The records that follow must be transcribed exactly, each one in full.
Materials provided Block Start
PR #1040, opened 2023-05-03
Adds long value to enable timestamp like values

amanjeetsingh150:
## Proposed Changes

Adds long value to enable passing timestamp like values on Android

## Testing
- [x] Local
- [x] Staging


maestro-client/src/test/java/maestro/android/AndroidLaunchArgumentsTest.kt
```diff
@@ -14,7 +14,8 @@ class AndroidLaunchArgumentsTest {
             "isMaestro" to true,
             "cartValue" to 4,
             "cartValueDouble" to 4.4,
-            "cartColor" to "Hello this is cart value which is orange"
+            "cartColor" to "Hello this is cart value which is orange",
+            "cartTimeStamp" to 1683113805263
```
axelniklasson, line 18: Could we add another test for `0` to ensure that gets parsed correctly?

axelniklasson (approved):

maestro-client/src/test/java/maestro/android/AndroidLaunchArgumentsTest.kt
amanjeetsingh150: Done ✅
Materials provided Block End
# Output of the task
PR #1040, opened 2023-05-03
Adds long value to enable timestamp like values

amanjeetsingh150:
## Proposed Changes

Adds long value to enable passing timestamp like values on Android

## Testing
- [x] Local
- [x] Staging


maestro-client/src/test/java/maestro/android/AndroidLaunchArgumentsTest.kt
```diff
@@ -14,7 +14,8 @@ class AndroidLaunchArgumentsTest {
             "isMaestro" to true,
             "cartValue" to 4,
             "cartValueDouble" to 4.4,
-            "cartColor" to "Hello this is cart value which is orange"
+            "cartColor" to "Hello this is cart value which is orange",
+            "cartTimeStamp" to 1683113805263
```
axelniklasson, line 18: Could we add another test for `0` to ensure that gets parsed correctly?

axelniklasson (approved):

maestro-client/src/test/java/maestro/android/AndroidLaunchArgumentsTest.kt
amanjeetsingh150: Done ✅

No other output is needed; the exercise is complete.